- Goal of the exercise: With nothing added or dropped, copy the data that follows exactly.
○ ○ ○ ○ ○ ○ ○
PR #203, opened 2023-09-25
Return error when attempting to retain default context

### LINKED ISSUE #197: DeriveChild Permits Context Handle to Coexist With the Default Context
NCC report page 35

sree-revoori1:
According to the spec, "DPE must not allow simultaneous use of a
default context and context handles within the same session: these
are mutually exclusive." If we retain the default context and
generate a new context within the same locality, we violate this.
This commit addresses this behavior and returns an InvalidArgument
error.

Further, we also slightly change the behavior of rotate_context
to align with the spec. If we try to rotate to a default context
and there are other random contexts within the same locality,
we return InvalidArgument since this is also a violation of the
aforementioned part of the spec, since we cannot have both default
and non-default contexts within the same locality.

Fixes #197


dpe/src/commands/derive_child.rs
```diff
@@ -147,6 +147,9 @@ impl CommandExecution for DeriveChildCmd {
             dpe.contexts[parent_idx].handle = ContextHandle([0xff; ContextHandle::SIZE]);
         } else if !dpe.contexts[parent_idx].handle.is_default() {
             dpe.contexts[parent_idx].handle = dpe.generate_new_handle(env)?;
+        } else if locality == target_locality {
+            // The default context cannot be retained.
```
jhand2, line 151: nit: I would recommend a little more detail here. Maybe something like

```
// The default context cannot be retained because a locality cannot
// support the default context and random context handles at the same time.
```

jhand2 (dismissed):

zhalvorsen:
It looks like this quote also requires us to update RotateContext. Instead of just checking if there is already default context for the locality. We will need to check if there are any valid contexts in the locality. If there are, it needs to fail otherwise it would once again allow simultaneous use of a default and non-default contexts.

dpe/src/commands/derive_child.rs
sree-revoori1: Done.

sree-revoori1:
@zhalvorsen Thanks for pointing this out. I have updated the PR with the rotate_context fix.

dpe/src/commands/rotate_context.rs
```diff
@@ -51,7 +69,9 @@ impl CommandExecution for RotateCtxCmd {
         if self.uses_target_is_default() {
             let default_context_idx =
                 dpe.get_active_context_pos(&ContextHandle::default(), locality);
-            if default_context_idx.is_ok() {
+            if default_context_idx.is_ok()
+                || self.non_default_valid_handles_exist(dpe, locality, idx)
+            {
```
zhalvorsen, line 74: If there is a default context there shouldn't be any other contexts in the locality,  so in this scenario if `default_context_idx` is valid and `idx` is valid, they must be the same index. So the request is to turn the default context into the default context. I'm leaning toward still considering this an error, but what do you think?

sree-revoori1: I agree especially since the spec says "If TARGET_IS_DEFAULT is set, NEW_CONTEXT_HANDLE SHALL be made the default in the caller's locality. If the default context handle is already defined in the caller's locality, this command SHALL fail.", but we are already doing this since default_context_idx.is_ok() would be true, right?

zhalvorsen: Okay cool LGTM!

dpe/src/commands/derive_child.rs
```diff
@@ -400,52 +406,68 @@ mod tests {
...
 
-        DeriveChildCmd {
+        let Response::RotateCtx(NewHandleResp { handle, .. }) = RotateCtxCmd {
             handle: ContextHandle::default(),
+            flags: RotateCtxFlags::empty(),
+        }
+        .execute(&mut dpe, &mut env, TEST_LOCALITIES[0])
+        .unwrap() else {
+            panic!("Rotate Context failed");
+        };
```
jhand2, line 420: nit (throughout this test): just calling `unwrap` with no else will give more information (like the error code). So I think that's prefferable.

dpe/src/commands/rotate_context.rs
```diff
@@ -33,6 +32,25 @@ impl RotateCtxCmd {
...
+    fn non_default_valid_handles_exist(
+        &self,
+        dpe: &mut DpeInstance,
+        locality: u32,
+        target_idx: usize,
+    ) -> bool {
+        dpe.contexts
+            .iter()
+            .enumerate()
+            .filter(|(idx, context)| {
```
jhand2, line 45: nit: You can use [any](https://doc.rust-lang.org/beta/core/iter/struct.Enumerate.html#method.any) instead of filter. Just a little more clear and stops after finding the first instance.

dpe/src/commands/rotate_context.rs
jhand2: Just reopening this comment until the PR is updated

dpe/src/commands/rotate_context.rs
```diff
@@ -22,9 +22,8 @@ bitflags! {
 #[derive(Debug, PartialEq, Eq, zerocopy::FromBytes)]
 #[cfg_attr(test, derive(zerocopy::AsBytes))]
 pub struct RotateCtxCmd {
-    handle: ContextHandle,
-    flags: RotateCtxFlags,
-    target_locality: u32,
```
jhand2, line 27: Why was `target_locality` removed?

sree-revoori1: Looks like we don't use it anywhere in rotate context. Also not in the spec

dpe/src/commands/derive_child.rs
sree-revoori1: Done

dpe/src/commands/rotate_context.rs
sree-revoori1: Done

dpe/src/commands/rotate_context.rs
jhand2: Never mind, I misread this.

dpe/src/commands/derive_child.rs
jhand2: Oh, ok. In that case, it might be good to do something like (this probably doesn't compile, but close enough)

```rust
match execute() {
  Ok(RotateContextResp(resp)) => something,
  Ok(_) => panic!("Invalid enum variant"),
  Err(e) => panic!("{}", e),
}
```

sree-revoori1: Done

dpe/src/commands/rotate_context.rs
jhand2: Hmm. The upstream spec supports it, but we could disallow it in the profile. I think it's preferred from a security perspective if handles can't be moved between localities.

So fine to leave this as-is. We just need to update the profile spec to say that the `target_locality` parameter is not supported and that handles will always be rotated into the same locality.

jhand2 (approved):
○ ○ ○ ○ ○ ○ ○
- Solved exercise:
PR #203, opened 2023-09-25
Return error when attempting to retain default context

### LINKED ISSUE #197: DeriveChild Permits Context Handle to Coexist With the Default Context
NCC report page 35

sree-revoori1:
According to the spec, "DPE must not allow simultaneous use of a
default context and context handles within the same session: these
are mutually exclusive." If we retain the default context and
generate a new context within the same locality, we violate this.
This commit addresses this behavior and returns an InvalidArgument
error.

Further, we also slightly change the behavior of rotate_context
to align with the spec. If we try to rotate to a default context
and there are other random contexts within the same locality,
we return InvalidArgument since this is also a violation of the
aforementioned part of the spec, since we cannot have both default
and non-default contexts within the same locality.

Fixes #197


dpe/src/commands/derive_child.rs
```diff
@@ -147,6 +147,9 @@ impl CommandExecution for DeriveChildCmd {
             dpe.contexts[parent_idx].handle = ContextHandle([0xff; ContextHandle::SIZE]);
         } else if !dpe.contexts[parent_idx].handle.is_default() {
             dpe.contexts[parent_idx].handle = dpe.generate_new_handle(env)?;
+        } else if locality == target_locality {
+            // The default context cannot be retained.
```
jhand2, line 151: nit: I would recommend a little more detail here. Maybe something like

```
// The default context cannot be retained because a locality cannot
// support the default context and random context handles at the same time.
```

jhand2 (dismissed):

zhalvorsen:
It looks like this quote also requires us to update RotateContext. Instead of just checking if there is already default context for the locality. We will need to check if there are any valid contexts in the locality. If there are, it needs to fail otherwise it would once again allow simultaneous use of a default and non-default contexts.

dpe/src/commands/derive_child.rs
sree-revoori1: Done.

sree-revoori1:
@zhalvorsen Thanks for pointing this out. I have updated the PR with the rotate_context fix.

dpe/src/commands/rotate_context.rs
```diff
@@ -51,7 +69,9 @@ impl CommandExecution for RotateCtxCmd {
         if self.uses_target_is_default() {
             let default_context_idx =
                 dpe.get_active_context_pos(&ContextHandle::default(), locality);
-            if default_context_idx.is_ok() {
+            if default_context_idx.is_ok()
+                || self.non_default_valid_handles_exist(dpe, locality, idx)
+            {
```
zhalvorsen, line 74: If there is a default context there shouldn't be any other contexts in the locality,  so in this scenario if `default_context_idx` is valid and `idx` is valid, they must be the same index. So the request is to turn the default context into the default context. I'm leaning toward still considering this an error, but what do you think?

sree-revoori1: I agree especially since the spec says "If TARGET_IS_DEFAULT is set, NEW_CONTEXT_HANDLE SHALL be made the default in the caller's locality. If the default context handle is already defined in the caller's locality, this command SHALL fail.", but we are already doing this since default_context_idx.is_ok() would be true, right?

zhalvorsen: Okay cool LGTM!

dpe/src/commands/derive_child.rs
```diff
@@ -400,52 +406,68 @@ mod tests {
...
 
-        DeriveChildCmd {
+        let Response::RotateCtx(NewHandleResp { handle, .. }) = RotateCtxCmd {
             handle: ContextHandle::default(),
+            flags: RotateCtxFlags::empty(),
+        }
+        .execute(&mut dpe, &mut env, TEST_LOCALITIES[0])
+        .unwrap() else {
+            panic!("Rotate Context failed");
+        };
```
jhand2, line 420: nit (throughout this test): just calling `unwrap` with no else will give more information (like the error code). So I think that's prefferable.

dpe/src/commands/rotate_context.rs
```diff
@@ -33,6 +32,25 @@ impl RotateCtxCmd {
...
+    fn non_default_valid_handles_exist(
+        &self,
+        dpe: &mut DpeInstance,
+        locality: u32,
+        target_idx: usize,
+    ) -> bool {
+        dpe.contexts
+            .iter()
+            .enumerate()
+            .filter(|(idx, context)| {
```
jhand2, line 45: nit: You can use [any](https://doc.rust-lang.org/beta/core/iter/struct.Enumerate.html#method.any) instead of filter. Just a little more clear and stops after finding the first instance.

dpe/src/commands/rotate_context.rs
jhand2: Just reopening this comment until the PR is updated

dpe/src/commands/rotate_context.rs
```diff
@@ -22,9 +22,8 @@ bitflags! {
 #[derive(Debug, PartialEq, Eq, zerocopy::FromBytes)]
 #[cfg_attr(test, derive(zerocopy::AsBytes))]
 pub struct RotateCtxCmd {
-    handle: ContextHandle,
-    flags: RotateCtxFlags,
-    target_locality: u32,
```
jhand2, line 27: Why was `target_locality` removed?

sree-revoori1: Looks like we don't use it anywhere in rotate context. Also not in the spec

dpe/src/commands/derive_child.rs
sree-revoori1: Done

dpe/src/commands/rotate_context.rs
sree-revoori1: Done

dpe/src/commands/rotate_context.rs
jhand2: Never mind, I misread this.

dpe/src/commands/derive_child.rs
jhand2: Oh, ok. In that case, it might be good to do something like (this probably doesn't compile, but close enough)

```rust
match execute() {
  Ok(RotateContextResp(resp)) => something,
  Ok(_) => panic!("Invalid enum variant"),
  Err(e) => panic!("{}", e),
}
```

sree-revoori1: Done

dpe/src/commands/rotate_context.rs
jhand2: Hmm. The upstream spec supports it, but we could disallow it in the profile. I think it's preferred from a security perspective if handles can't be moved between localities.

So fine to leave this as-is. We just need to update the profile spec to say that the `target_locality` parameter is not supported and that handles will always be rotated into the same locality.

jhand2 (approved):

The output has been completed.